Recycling Tech Group to join AIM, a UK-based engineering, research and manufacturing company that has developed a modular and mass producible machine, the RT7000, which processes hard to recycle plastic waste into a synthetic oil that can be sold back to the petrochemicals industry as a chemical feedstock to make new plastics. Targeting a £40m raise. Due early Q1 2022. 

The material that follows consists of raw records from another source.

PR #66, opened 2023-06-19
`KafkaConsumer` Refactoring

felixschlegel:
### Motivation

Our `KafkaConsumer` should expose a `run()` method that serves the consumer queue and polls `librdkafka` for new messages and any other queued callbacks. This aligns with the new implementation of `KafkaProducer`.

##### Additionally

* get rid of `weak` reference to `self` in `KafkaConsumer`
* get rid of `DispatchQueue` in `KafkaConsumer`

### Modifications

* expose new method `KafkaConsumer.run()`
* write async wrapper method `KafkaClient.consumerPoll(timeout:)`
* replace `serialQueue` in `KafkaConsumer` with `StateMachine` that
  encapsulates all variables and can also be accessed from the
  `ConsumerMessagesAsyncSequence`
* close `KafkaConsumer` when `for await` loop of `AsyncSequence` is
  exited
* make `KafkaConsumer.shutdownGracefully` `public`
* remove `BackPressureStrategy` from `KafkaConsumerConfiguration`


Sources/SwiftKafka/KafkaClient.swift
```diff
@@ -56,6 +56,43 @@ final class KafkaClient {
...
+    /// Request a new message from the Kafka cluster.
+    ///
+    /// This method blocks for a maximum of `timeout` milliseconds.
+    ///
+    /// - Important: This method should only be invoked from ``KafkaConsumer``.
+    ///
+    /// - Parameter timeout: Maximum amount of milliseconds this method waits for a new message.
+    /// - Returns: A ``KafkaConsumerMessage`` or `nil` if there are no new messages.
+    /// - Throws: A ``KafkaError`` if the received message is an error message or malformed.
+    func consumerPoll(timeout: Int32) async throws -> KafkaConsumerMessage? {
```
FranzBusch, line 68: We should remove the `timeout` here otherwise people might actually block. Additionally, we should remove the `async` from this method. I don't see a reason why we are creating a continuation here. We should be able to just call `rd_kafka_consumer_poll` and bridge the message into a Swift type, destroy the pointer and return.

felixschlegel: Totally makes sense!

Sources/SwiftKafka/KafkaConsumer.swift
```diff
@@ -151,27 +160,34 @@ public final class KafkaConsumer {
...
+                    KafkaPartition.unassigned.rawValue
+                )
+            }
 
-        let result = self.client.withKafkaHandlePointer { handle in
-            rd_kafka_subscribe(handle, self.subscribedTopicsPointer)
-        }
+            let result = client.withKafkaHandlePointer { handle in
+                rd_kafka_subscribe(handle, subscribedTopicsPointer)
+            }
```
FranzBusch, line 186: For all these places where we use `withKafkaHandlePointer` can we just add a method on the `KafkaClient` instead? At best that method also already does the conversion to the correct error.

Sources/SwiftKafka/KafkaConsumer.swift
```diff
@@ -185,102 +201,68 @@ public final class KafkaConsumer {
...
+            switch nextAction {
+            case .pollForAndYieldMessage(let pollInterval, let client, let source, let logger):
+                let messageResult: Result<KafkaConsumerMessage, KafkaError>
+                do {
+                    guard let message = try client.consumerPoll() else {
+                        break
+                    }
+                    messageResult = .success(message)
+                } catch let kafkaError as KafkaError {
+                    messageResult = .failure(kafkaError)
```
FranzBusch, line 243: If we fail polling shouldn't we shutdown everything?

Sources/SwiftKafka/KafkaConsumer.swift
```diff
@@ -185,102 +201,68 @@ public final class KafkaConsumer {
...
     /// - Parameter message: Last received message that shall be marked as read.
     /// - Throws: A ``KafkaError`` if committing failed.
     /// - Warning: This method fails if the `enable.auto.commit` configuration property is set to `true`.
     public func commitSync(_ message: KafkaConsumerMessage) async throws {
-        try await self.serializeWithThrowingContinuation { (continuation: CheckedContinuation<Void, Error>) in
-
+        try await withCheckedThrowingContinuation { continuation in
             do {
-                try self._commitSync(message)
+                try self._commitSync(message) // Blocks until commiting the offset is done
```
FranzBusch, line 265: Yeah that is problematic. We need to change that.

Sources/SwiftKafka/KafkaConsumer.swift
```diff
@@ -289,72 +271,285 @@ public final class KafkaConsumer {
...
+            /// - Parameter client: Client used for handling the connection to the Kafka cluster.
+            /// - Parameter source: ``NIOAsyncSequenceProducer/Source`` used for yielding new elements.
+            /// - Parameter subscribedTopicsPointer: Pointer to a list of topics + partition pairs.
+            /// - Parameter logger: A logger.
+            case initializing(
+                pollInterval: Duration,
+                client: KafkaClient,
+                source: Producer.Source,
+                subscribedTopicsPointer: UnsafeMutablePointer<rd_kafka_topic_partition_list_t>,
+                logger: Logger
```
FranzBusch, line 374: Let's not store the logger in here. We can just keep it in a separate prop since it is not state.

Sources/SwiftKafka/KafkaConsumer.swift
```diff
@@ -289,72 +271,285 @@ public final class KafkaConsumer {
...
+            /// - Parameter pollInterval: Amount of time between two subsequent polls invocations.
+            /// - Parameter client: Client used for handling the connection to the Kafka cluster.
+            /// - Parameter source: ``NIOAsyncSequenceProducer/Source`` used for yielding new elements.
+            /// - Parameter subscribedTopicsPointer: Pointer to a list of topics + partition pairs.
+            /// - Parameter logger: A logger.
+            case initializing(
+                pollInterval: Duration,
+                client: KafkaClient,
+                source: Producer.Source,
+                subscribedTopicsPointer: UnsafeMutablePointer<rd_kafka_topic_partition_list_t>,
```
FranzBusch, line 373: We should create an abstraction for this so we don't hold `UnsafeMutablePointer`s all the time.

Sources/SwiftKafka/KafkaConsumer.swift
```diff
@@ -289,72 +271,285 @@ public final class KafkaConsumer {
...
+            /// We are in the process of initializing the ``KafkaConsumer``,
+            /// though ``subscribe()`` / ``assign()`` have not been invoked.
+            ///
+            /// - Parameter pollInterval: Amount of time between two subsequent polls invocations.
+            /// - Parameter client: Client used for handling the connection to the Kafka cluster.
+            /// - Parameter source: ``NIOAsyncSequenceProducer/Source`` used for yielding new elements.
+            /// - Parameter subscribedTopicsPointer: Pointer to a list of topics + partition pairs.
+            /// - Parameter logger: A logger.
+            case initializing(
+                pollInterval: Duration,
```
FranzBusch, line 370: Doesn't need to be in the state machine since it is a fixed configuration.

Sources/SwiftKafka/KafkaConsumer.swift
```diff
@@ -289,72 +271,285 @@ public final class KafkaConsumer {
...
+            /// - Parameter source: ``NIOAsyncSequenceProducer/Source`` used for yielding new elements.
+            /// - Parameter logger: A logger.
+            case pollForAndYieldMessage(
+                pollInterval: Duration,
+                client: KafkaClient,
+                source: Producer.Source,
+                logger: Logger
+            )
+            /// Kill the poll loop.
+            case killPollLoop
```
FranzBusch, line 433: Kill is a bit harsh. Can we call this `terminate` instead?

Nu-Oil and Gas  to acquire Guardian Maritime Ltd and Guardian Barriers IP Ltd and become Guardian Global Security plc and join the Main Market (Standard). Guardian is a technology group that supplies products to prevent unauthorised entry into areas that are deemed to have value, with maritime security being the main focus initially. Due early Feb.

Superdielectrics to join AIM, a Company which is focused on developing technology to build supercapacitors with high energy density, low cost, and environmentally benign electrical energy storage devices that will help create a clean and sustainable global energy and transportation system. Admission is expected to take place in Due in Feb, delayed again. Mkt Cap and Capital to be raised TBC.